→ **Given records**:
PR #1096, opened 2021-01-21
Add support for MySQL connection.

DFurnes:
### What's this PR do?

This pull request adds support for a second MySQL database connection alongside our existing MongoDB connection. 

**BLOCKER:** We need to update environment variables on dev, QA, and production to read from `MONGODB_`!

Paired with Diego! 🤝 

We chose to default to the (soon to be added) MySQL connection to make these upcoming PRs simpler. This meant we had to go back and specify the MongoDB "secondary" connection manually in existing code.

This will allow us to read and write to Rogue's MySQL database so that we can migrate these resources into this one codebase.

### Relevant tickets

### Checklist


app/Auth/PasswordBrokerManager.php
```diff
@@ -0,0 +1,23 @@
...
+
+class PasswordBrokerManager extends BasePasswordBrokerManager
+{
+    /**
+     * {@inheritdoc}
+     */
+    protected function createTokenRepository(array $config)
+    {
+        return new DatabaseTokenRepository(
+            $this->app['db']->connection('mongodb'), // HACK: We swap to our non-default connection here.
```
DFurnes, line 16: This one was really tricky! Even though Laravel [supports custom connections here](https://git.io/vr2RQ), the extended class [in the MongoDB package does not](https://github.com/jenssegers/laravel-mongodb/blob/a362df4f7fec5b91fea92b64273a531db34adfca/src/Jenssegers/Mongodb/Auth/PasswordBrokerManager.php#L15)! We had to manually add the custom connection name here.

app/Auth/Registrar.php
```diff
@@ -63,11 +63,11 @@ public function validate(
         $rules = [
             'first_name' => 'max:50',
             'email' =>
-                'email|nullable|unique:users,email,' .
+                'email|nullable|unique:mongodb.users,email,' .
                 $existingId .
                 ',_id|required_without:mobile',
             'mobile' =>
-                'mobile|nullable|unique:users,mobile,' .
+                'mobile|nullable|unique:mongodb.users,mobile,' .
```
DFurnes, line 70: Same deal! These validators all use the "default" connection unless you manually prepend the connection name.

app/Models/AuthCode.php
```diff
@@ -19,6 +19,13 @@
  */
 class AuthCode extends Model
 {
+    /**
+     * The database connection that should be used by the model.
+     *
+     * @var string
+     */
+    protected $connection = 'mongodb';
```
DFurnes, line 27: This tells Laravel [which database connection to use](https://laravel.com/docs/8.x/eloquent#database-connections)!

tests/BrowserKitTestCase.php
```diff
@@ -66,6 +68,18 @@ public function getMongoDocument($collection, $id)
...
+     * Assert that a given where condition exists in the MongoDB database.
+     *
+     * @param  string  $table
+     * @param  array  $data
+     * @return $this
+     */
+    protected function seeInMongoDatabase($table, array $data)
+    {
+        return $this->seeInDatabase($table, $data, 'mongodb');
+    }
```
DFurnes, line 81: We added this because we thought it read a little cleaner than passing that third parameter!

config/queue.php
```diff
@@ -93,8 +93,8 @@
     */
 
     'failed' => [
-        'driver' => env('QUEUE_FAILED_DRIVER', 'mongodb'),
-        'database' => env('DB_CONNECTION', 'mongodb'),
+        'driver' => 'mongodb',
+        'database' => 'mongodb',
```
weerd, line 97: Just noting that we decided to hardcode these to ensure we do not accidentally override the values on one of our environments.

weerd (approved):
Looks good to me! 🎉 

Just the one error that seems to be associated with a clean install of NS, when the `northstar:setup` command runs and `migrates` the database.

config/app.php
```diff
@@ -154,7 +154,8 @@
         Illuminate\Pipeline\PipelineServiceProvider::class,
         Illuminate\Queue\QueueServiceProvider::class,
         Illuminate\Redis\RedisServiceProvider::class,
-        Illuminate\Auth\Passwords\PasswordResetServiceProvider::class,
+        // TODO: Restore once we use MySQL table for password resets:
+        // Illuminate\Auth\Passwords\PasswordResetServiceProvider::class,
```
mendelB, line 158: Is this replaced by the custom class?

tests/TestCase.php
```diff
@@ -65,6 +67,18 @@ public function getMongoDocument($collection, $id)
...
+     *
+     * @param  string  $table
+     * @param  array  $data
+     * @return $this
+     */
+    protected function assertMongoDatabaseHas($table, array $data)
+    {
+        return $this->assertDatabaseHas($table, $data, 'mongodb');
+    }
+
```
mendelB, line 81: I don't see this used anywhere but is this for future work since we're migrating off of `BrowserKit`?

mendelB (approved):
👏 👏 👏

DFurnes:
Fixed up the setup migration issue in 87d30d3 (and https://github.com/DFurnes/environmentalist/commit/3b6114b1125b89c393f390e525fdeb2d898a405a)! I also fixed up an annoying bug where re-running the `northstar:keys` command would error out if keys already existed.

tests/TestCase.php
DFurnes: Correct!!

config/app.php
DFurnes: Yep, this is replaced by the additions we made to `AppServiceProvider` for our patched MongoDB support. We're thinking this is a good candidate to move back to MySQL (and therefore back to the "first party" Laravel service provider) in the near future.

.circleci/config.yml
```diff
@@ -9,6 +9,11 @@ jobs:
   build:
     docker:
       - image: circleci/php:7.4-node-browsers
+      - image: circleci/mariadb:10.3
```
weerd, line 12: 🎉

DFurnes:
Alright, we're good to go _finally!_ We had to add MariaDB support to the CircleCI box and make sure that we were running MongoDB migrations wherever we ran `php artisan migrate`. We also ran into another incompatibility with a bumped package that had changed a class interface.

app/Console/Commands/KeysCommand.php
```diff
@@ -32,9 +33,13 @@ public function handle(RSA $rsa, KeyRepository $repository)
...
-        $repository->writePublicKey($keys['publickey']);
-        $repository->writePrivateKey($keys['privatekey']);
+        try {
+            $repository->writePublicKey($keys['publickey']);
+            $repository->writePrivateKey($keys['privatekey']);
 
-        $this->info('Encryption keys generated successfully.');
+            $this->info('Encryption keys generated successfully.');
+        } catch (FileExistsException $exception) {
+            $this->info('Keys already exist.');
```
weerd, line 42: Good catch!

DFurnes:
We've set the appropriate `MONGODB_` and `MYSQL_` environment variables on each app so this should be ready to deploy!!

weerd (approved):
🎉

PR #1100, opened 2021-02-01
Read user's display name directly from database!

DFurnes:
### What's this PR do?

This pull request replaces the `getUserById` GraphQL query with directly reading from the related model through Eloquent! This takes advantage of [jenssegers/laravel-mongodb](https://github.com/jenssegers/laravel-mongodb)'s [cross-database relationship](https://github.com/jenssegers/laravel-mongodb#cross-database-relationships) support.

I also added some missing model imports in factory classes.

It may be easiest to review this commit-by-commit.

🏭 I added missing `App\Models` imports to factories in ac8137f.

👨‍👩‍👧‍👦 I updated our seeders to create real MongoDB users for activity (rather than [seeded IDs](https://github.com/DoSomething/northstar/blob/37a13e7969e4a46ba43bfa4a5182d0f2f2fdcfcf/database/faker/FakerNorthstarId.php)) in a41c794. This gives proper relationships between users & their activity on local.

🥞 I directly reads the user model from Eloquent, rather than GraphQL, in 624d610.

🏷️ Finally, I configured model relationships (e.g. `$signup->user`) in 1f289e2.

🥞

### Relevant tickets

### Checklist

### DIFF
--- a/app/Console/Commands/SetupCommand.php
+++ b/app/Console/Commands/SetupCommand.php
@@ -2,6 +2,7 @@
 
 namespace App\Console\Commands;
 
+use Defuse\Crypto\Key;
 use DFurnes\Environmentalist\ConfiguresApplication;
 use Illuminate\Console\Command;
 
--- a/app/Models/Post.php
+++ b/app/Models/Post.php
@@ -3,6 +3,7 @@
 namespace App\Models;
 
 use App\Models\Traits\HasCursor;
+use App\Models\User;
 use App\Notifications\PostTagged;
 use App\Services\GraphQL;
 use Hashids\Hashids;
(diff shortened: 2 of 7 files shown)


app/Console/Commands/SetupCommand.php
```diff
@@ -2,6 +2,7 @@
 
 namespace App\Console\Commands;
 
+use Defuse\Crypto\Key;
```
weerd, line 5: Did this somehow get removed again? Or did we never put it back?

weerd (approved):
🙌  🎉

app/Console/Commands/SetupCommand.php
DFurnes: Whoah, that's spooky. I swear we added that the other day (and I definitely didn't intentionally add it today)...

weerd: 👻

→ **The task**: Return exactly the leading lines of the listing, stopping after the line in which "Paired with Diego! 🤝" occurs.

→ **Completed exercise**:
PR #1096, opened 2021-01-21
Add support for MySQL connection.

DFurnes:
### What's this PR do?

This pull request adds support for a second MySQL database connection alongside our existing MongoDB connection. 

**BLOCKER:** We need to update environment variables on dev, QA, and production to read from `MONGODB_`!

Paired with Diego! 🤝 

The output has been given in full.